» AIM OF THE TASK
Given the records below, pull every line with the word "panic" into the answer.

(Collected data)
──────────────────────────────
Issue #1008, opened 2016-05-04
AppVeyor fails with "OS Error 8" on x86 but not on x64.


afck:
See e. g.:
https://ci.appveyor.com/project/MaidSafe-QA/routing/build/1.0.916/job/bbb2k2s6towm0k88#L628

PR #1009, opened 2016-05-05
refactor/timer: change `Timer` to use a single thread and be stoppable

Fraser999:
This changes `Timer` so that it doesn't spawn a detached thread per scheduled task.  It also makes
`Timer` stop running the thread when dropped, whereas previously the spawned threads would sleep
unconditionally until their exipiry times.  A test for `Timer` is also added.

FIX: #1008

---
This change is [Reviewable](https://reviewable.io/reviews/maidsafe/routing/1009)

### DIFF
--- a/appveyor.yml
+++ b/appveyor.yml
@@ -21,7 +21,7 @@ install:
         . ".\Install libsodium.ps1"
 
 platform:
-  #- x86 // TODO: Re-enable once https://github.com/maidsafe/routing/issues/1008 is fixed.
+  - x86
   - x64
 
 configuration:
--- a/src/structured_data.rs
+++ b/src/structured_data.rs
@@ -481,7 +481,7 @@ mod test {
                     Ok(mut new_structured_data) => {
                         assert_eq!(new_structured_data.add_signature(&keys2.1).ok(), Some(0));
                         match orig_structured_data.replace_with_other(new_structured_data) {
-                            Ok(()) => println!("All good"),
+                            Ok(()) => (),
                             Err(e) => panic!("Error {:?}", e),
                         }
                         // transfer ownership back to keys1 only
@@ -494,7 +494,7 @@ mod test {
                                                          Some(&new_owner.1)) {
                             Ok(another_new_structured_data) => {
                                 match orig_structured_data.replace_with_other(another_new_structured_data) {
-                                    Ok(()) => println!("All good"),
+                                    Ok(()) => (),
                                     Err(e) => panic!("Error {:?}", e),
                                 }
                             }
--- a/src/timer.rs
+++ b/src/timer.rs
@@ -15,44 +15,183 @@
 // Please review the Licences for the specific language governing permissions and limitations
 // relating to use of the SAFE Network Software.
 
-use std::thread;
-use std::time::Duration;
+use std::collections::BTreeMap;
+use std::sync::{Arc, Mutex, Condvar};
+use std::time::{Duration, Instant};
──────────────────────────────
» THE ANSWER
                             Err(e) => panic!("Error {:?}", e),
                                     Err(e) => panic!("Error {:?}", e),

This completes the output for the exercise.